┌────────
PR #183, opened 2023-06-27
Keep track of already validated nodes

InnocentBug:
# Description
This may lead to a smaller performance boost.

This keeps track of already validated node, by storing a simplified hash value of already validated JSON attributes.

## Changes

Added a `sloppy` argument to `validate` that can disable the hash based accelerated validation.
Added additional `validate` before projects are saved.

## Tests

our usual tests, should cover this functionality.
I have not performed explicit testing to measure the acceleration.
The possible acceleration depends on the specific situation, especially validating large graphs multiple times, can be accelerated this way. 

## Known Issues

The hash value is intentionally set up, to not include a full graph traversal.
Breaking changes beyond the immediate children are possibly not detected.

For project, a special treatment is used, where the full graph is traversed, since project nodes have to be fully traversed to detect orphan nodes.
## Checklist

### DIFF
--- a/src/cript/api/api.py
+++ b/src/cript/api/api.py
@@ -513,6 +513,10 @@ class API:
         None
             Just sends a `POST` or `Patch` request to the API
         """
+
+        # Ensure, that the project is valid with this API.
+        project.validate(api=self, sloppy=False)
+
         response: Dict = requests.post(url=f"{self._host}/{project.node_type.lower()}", headers=self._http_headers, data=project.json).json()
 
         # if http response is not 200 then show the API error to the user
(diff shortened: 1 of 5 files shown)


nh916:
I am not sure yet how much of an optimization this is so I am not sure how urgently I should treat this. For speed optimizations, I really like [cProfile in Python](https://docs.python.org/3/library/profile.html) that is really good at giving a good break down, and I think we can run one of our bigger integration tests to see the difference in speed because those are bigger.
└────────
Instructions to follow:
Write out the data above once more, exactly as it reads.

Solution for this exercise:
PR #183, opened 2023-06-27
Keep track of already validated nodes

InnocentBug:
# Description
This may lead to a smaller performance boost.

This keeps track of already validated node, by storing a simplified hash value of already validated JSON attributes.

## Changes

Added a `sloppy` argument to `validate` that can disable the hash based accelerated validation.
Added additional `validate` before projects are saved.

## Tests

our usual tests, should cover this functionality.
I have not performed explicit testing to measure the acceleration.
The possible acceleration depends on the specific situation, especially validating large graphs multiple times, can be accelerated this way. 

## Known Issues

The hash value is intentionally set up, to not include a full graph traversal.
Breaking changes beyond the immediate children are possibly not detected.

For project, a special treatment is used, where the full graph is traversed, since project nodes have to be fully traversed to detect orphan nodes.
## Checklist

### DIFF
--- a/src/cript/api/api.py
+++ b/src/cript/api/api.py
@@ -513,6 +513,10 @@ class API:
         None
             Just sends a `POST` or `Patch` request to the API
         """
+
+        # Ensure, that the project is valid with this API.
+        project.validate(api=self, sloppy=False)
+
         response: Dict = requests.post(url=f"{self._host}/{project.node_type.lower()}", headers=self._http_headers, data=project.json).json()
 
         # if http response is not 200 then show the API error to the user
(diff shortened: 1 of 5 files shown)


nh916:
I am not sure yet how much of an optimization this is so I am not sure how urgently I should treat this. For speed optimizations, I really like [cProfile in Python](https://docs.python.org/3/library/profile.html) that is really good at giving a good break down, and I think we can run one of our bigger integration tests to see the difference in speed because those are bigger.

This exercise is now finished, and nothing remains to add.